### Action item
Lines that include the string "multiple" are the ones to copy from the entries below.

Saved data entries
Issue #2150, opened 2022-02-16
"empty" ProducerMessage may lead to the producer hang


hxiaodon:
> @slaunay
with my local laptop(mac OS 10.15.7), I think I produced the hang problem again :). I suppose that your fix do work and cover many scenarios which make hang problem's occurring more and more harder

Thanks for providing those details.
I am not sure if this is linked to the current issue (deadlock regression) but something is not right indeed and we should probably create another issue for that particular scenario.

Here are some things I found:
- the `brokerProducer` is blocked sending a success:
```
3 @ 0x1038d16 0x1006925 0x10064dd 0x1301574 0x130038a 0x1326142 0x12ff72f 0x12ff65f 0x12fe85f 0x132e9de 0x10688a1
#	0x1301573	github.com/Shopify/sarama.(*asyncProducer).returnSuccesses+0xb3		/Users/tiger/go/pkg/mod/github.com/slaunay/sarama@v1.31.2-0.20220211051606-f1bc44e541ee/async_producer.go:1155
#	0x1300389	github.com/Shopify/sarama.(*brokerProducer).handleSuccess.func1+0x469	/Users/tiger/go/pkg/mod/github.com/slaunay/sarama@v1.31.2-0.20220211051606-f1bc44e541ee/async_producer.go:974
#	0x1326141	github.com/Shopify/sarama.(*produceSet).eachPartition+0x101		/Users/tiger/go/pkg/mod/github.com/slaunay/sarama@v1.31.2-0.20220211051606-f1bc44e541ee/produce_set.go:211
#	0x12ff72e	github.com/Shopify/sarama.(*brokerProducer).handleSuccess+0x8e		/Users/tiger/go/pkg/mod/github.com/slaunay/sarama@v1.31.2-0.20220211051606-f1bc44e541ee/async_producer.go:950
#	0x12ff65e	github.com/Shopify/sarama.(*brokerProducer).handleResponse+0x3e		/Users/tiger/go/pkg/mod/github.com/slaunay/sarama@v1.31.2-0.20220211051606-f1bc44e541ee/async_producer.go:938
#	0x12fe85e	github.com/Shopify/sarama.(*brokerProducer).run+0x1be			/Users/tiger/go/pkg/mod/github.com/slaunay/sarama@v1.31.2-0.20220211051606-f1bc44e541ee/async_producer.go:872
[...]

PR #2182, opened 2022-03-16
producer: ensure that the management message (fin) is never "leaked"

niamster:
Since async producer now support multiple inflight messages
thanks to https://github.com/Shopify/sarama/pull/1686 and https://github.com/Shopify/sarama/pull/2094, it now may "leak"
the "fin" internal management message to Kafka (and to the client)
when broker producer is reconnecting to Kafka broker and retries
multiple inflight messages at the same time.

Steps to reproduce: start async producer and restart Kafka broker (potentially multiple times). 
This trigger leader update and retires current broker producer.
There's a chance that newly created broker producer is used to retry an
inflight message so it is also marked as "dying" but it does not contain
any explicit errors.
This results in a "fin" message to be sent to Kafka and reported as successful
operation to the client.

Versions affected: `v1.31.0` and above.

Sarama logs of the event (with the patch applied):
```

### Output of the task
Since async producer now support multiple inflight messages
multiple inflight messages at the same time.
Steps to reproduce: start async producer and restart Kafka broker (potentially multiple times). 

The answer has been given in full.